2. BRE vs ERE Syntax Confusion

In BRE (default grep), +, ?, |, (, ) are literal characters. Forgetting -E is the most common grep mistake.

# BROKEN: matches the literal string "error|warning"
grep 'error|warning' app.log

# Fix: use -E
grep -E 'error|warning' app.log

If grep returns zero results when you know matches exist, check whether you are accidentally using BRE syntax for ERE metacharacters.


grep -r may follow symbolic links, causing infinite loops or searching unintended mounts (like a 2TB NFS share behind a symlink).

# Safest: use find to control traversal
find /var/log -type f -name '*.log' -exec grep -l "pattern" {} +

4. "grep grep" in Process Lists

# grep finds itself in ps output
ps aux | grep nginx
# Output includes: grep --color=auto nginx

# Fix: bracket trick
ps aux | grep '[n]ginx'

# Fix: use pgrep
pgrep -la nginx

5. Binary Files Silently Suppressed

grep prints Binary file <name> matches and stops searching that file. Log files with embedded null bytes (from misbehaving apps) go unsearched.

# Fix: force text mode
grep -a "ERROR" /var/log/weird.log

6. PCRE Not Available Everywhere

grep -P is not available on macOS's default BSD grep, Alpine's BusyBox grep, or many container images.

# Portable alternative: use ERE with workarounds
grep -oE 'user=[a-zA-Z0-9_]+' auth.log | cut -d= -f2

# Or use perl directly
perl -ne 'print if /(?<=user=)\w+/' auth.log

Never use grep -P in portable scripts or Dockerfiles.

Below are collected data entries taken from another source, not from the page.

PR #725, opened 2023-02-14
Add v0 tx support to Ledger adapter

jordansexton:
This PR adds support for v0 txs to the Ledger adapter.

### DIFF
--- a/.changeset/few-mirrors-grab.md
+++ b/.changeset/few-mirrors-grab.md
@@ -1,0 +1,5 @@
+---
+'@solana/wallet-adapter-ledger': patch
+---
+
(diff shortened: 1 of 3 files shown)


mcintyre94 (approved):

jordansexton:
I'm just going to yolo merge this so I can cut a release of everything else in https://github.com/solana-labs/wallet-adapter/pull/718

This only affects apps using the Ledger adapter, and it's unlikely they are blindly trying to use vtxs anyway. Worst case scenario after this is released, the new types say it works and it (still) doesn't work. It already doesn't work, so we should test this, but we don't need to wait.

PR #740, opened 2023-02-25
feat: force using demon wallet only

nhatndm111993:


jordansexton:
Looks like this should have been a PR to your own fork.

PR #744, opened 2023-03-03
Support versioned transactions in NuFi wallet adapter

refi93:
This PR updates the NuFi wallet adapter to handle Solana versioned transactions. Changes inspired by Phantom wallet adapter which was also the basis for the NuFi wallet adapter as such: https://github.com/solana-labs/wallet-adapter/commit/09564d5c1e19686c4b1ef8806847dd4b9efcd18d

7. Locale Affecting Character Classes

[a-z] is locale-dependent. In some UTF-8 locales, it matches accented characters or even uppercase letters depending on collation order.

# Fix: use POSIX classes
grep '[[:lower:]]' file.txt

# Or force C locale
LC_ALL=C grep '[a-z]' file.txt

Set LC_ALL=C in scripts processing machine-generated data. It is both faster and more predictable.

Debug clue: If grep '[a-z]' unexpectedly matches uppercase letters or accented characters, your locale is the culprit. Run locale to check. In many UTF-8 locales, [a-z] uses dictionary collation order, not ASCII byte order — meaning characters like A, B, a, b are interleaved. LC_ALL=C grep '[a-z]' restores the byte-order behavior most people expect, and runs 5-10x faster on large files because it skips multibyte character handling.


8. Exit Code 1 Kills set -e Scripts

grep returns exit code 1 when no match is found. In set -e scripts, this terminates the script even when "no match" is expected.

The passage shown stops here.